I need to set-up Athena tables from Parquet files, where some columns have names not complying with Athena's SQL dialect, e.g.:
Is there a way to tweak the way the Parquet file fields are mapped into SQL column names in the CREATE EXTERNAL TABLE
statement without changing the underlying files, e.g. through SERDEPROPERTIES?

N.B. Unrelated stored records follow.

PR #2966, opened 2018-07-16
Fix supervisor installation in Centos 7 Dockerfile

### LINKED ISSUE #2965: Dockerfile for Centos 7 tries to use apt-get
`docker/dist/Dockerfile.dist.centos7` includes the following line:

`RUN apt-get -y install supervisor; apt-get clean all`

which causes the Docker containers not to build.

thomas4g:
Fixes #2965

I tried the simpler `yum install supervisor` but the configured repos don't contain it. This is the simplest solution I found.


kramasamy:
@thomas4g - do we have to do for other docker containers as well?

thomas4g:
@kramasamy All the other containers are Debian based, so the `apt-get` install is fine and doesn't need to be changed.

kramasamy:
OK sounds good.

PR #2969, opened 2018-07-19
fixing download issue in Nomad scheduler

jerrypeng:
The heron downloaders API and behavior was updated causing the wrong config to be passed in the Nomad Scheduler


nlu90:
@huijunw Could you take a look?

PR #2976, opened 2018-08-09
Adding average Serialization/Deserialization time per tuple

kalimfaria:
Currently, the serialization metrics are reported as MultiCountMetric. This means that serialization times are reported as a sum of the serialization times for all tuples sent per unit time. It would be better if the metric was reported as average serialization time per tuple.


kalimfaria:
Instead of changing the old metric to a reduced type, now I've added an additional metric that measures average serialization/deserialization time per tuple.

PR #2978, opened 2018-08-10
first checkin for heron ml

skanjila:
Brought over all the ml code from samoa as is without building anything, this will serve as a starting point

### DIFF
--- a/heron/mlmgr/src/main/java/org/apache/heron/LocalStormDoTask.java
+++ b/heron/mlmgr/src/main/java/org/apache/heron/LocalStormDoTask.java
@@ -1,0 +1,83 @@
+package org.apache.samoa;
+
+/*
+ * #%L
+ * SAMOA
+ * %%
+ * Copyright (C) 2014 - 2015 Apache Software Foundation
+ * %%
+ * Licensed under the Apache License, Version 2.0 (the "License");
+ * you may not use this file except in compliance with the License.
+ * You may obtain a copy of the License at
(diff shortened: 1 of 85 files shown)


heron/mlmgr/src/main/java/org/apache/heron/LocalStormDoTask.java
```diff
@@ -0,0 +1,82 @@
...
+import java.util.Arrays;
+import java.util.List;
+
+import org.apache.samoa.topology.impl.StormSamoaUtils;
+import org.apache.samoa.topology.impl.StormTopology;
+import org.slf4j.Logger;
+import org.slf4j.LoggerFactory;
+import org.apache.commons.configuration.Configuration;
+
+import backtype.storm.Config;
```
nlu90: We should use `org.apache.heron.Config` instead of the `backtype.storm.Config`. And for any following files should be the same case.

heron/mlmgr/src/main/java/org/apache/heron/LocalStormDoTask.java
```diff
@@ -0,0 +1,82 @@
+package org.apache.heron;
```
nlu90: the package path should be `org.apache.heron.ml` if it's a general class needed by all machine learning runtime. If it's specific for samoa, then the package path should be `org.apache.heron.ml.samoa`. 

And this also applies to all the following files.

Athena can be configured to access fields by numerical index, thus completely ignoring the names they are given in the Parquet file. To do this, set the SerDes property 'parquet.column.index.access'='true'
. Example:
CREATE EXTERNAL TABLE `source_data_IDX`(
`0` string,
`1` bigint,
`2` double,
`3` bigint,
`4` string,
`5` string
)
ROW FORMAT SERDE
'org.apache.hadoop.hive.ql.io.parquet.serde.ParquetHiveSerDe'
WITH SERDEPROPERTIES (
'parquet.column.index.access'='true')
STORED AS INPUTFORMAT
'org.apache.hadoop.hive.ql.io.parquet.MapredParquetInputFormat'
OUTPUTFORMAT
'org.apache.hadoop.hive.ql.io.parquet.MapredParquetOutputFormat'
LOCATION
's3://test-data/students_grades_dataset'
TBLPROPERTIES (
'classification'='parquet',
'compressionType'='none',
'projection.enabled'='false',
'typeOfData'='file')
Then they can be queried, using column numbers, and optionally aliases which needn't conform to Athena's restrictions on column names, e.g:
SELECT "0" "NAME", "1" "age", "5" "name",
"2" "34gggggggggggggggHgggggggggggggggggggggggggggggggggggggggggggggggggggggggggggggggggggggggggggggggggggggggggggggggggggggggggggggggggggggggggggg"
FROM "test_database"."source_data_idx" limit 10;
This solution applies to both Parquet and ORC files, and is documented in the Athena user guide.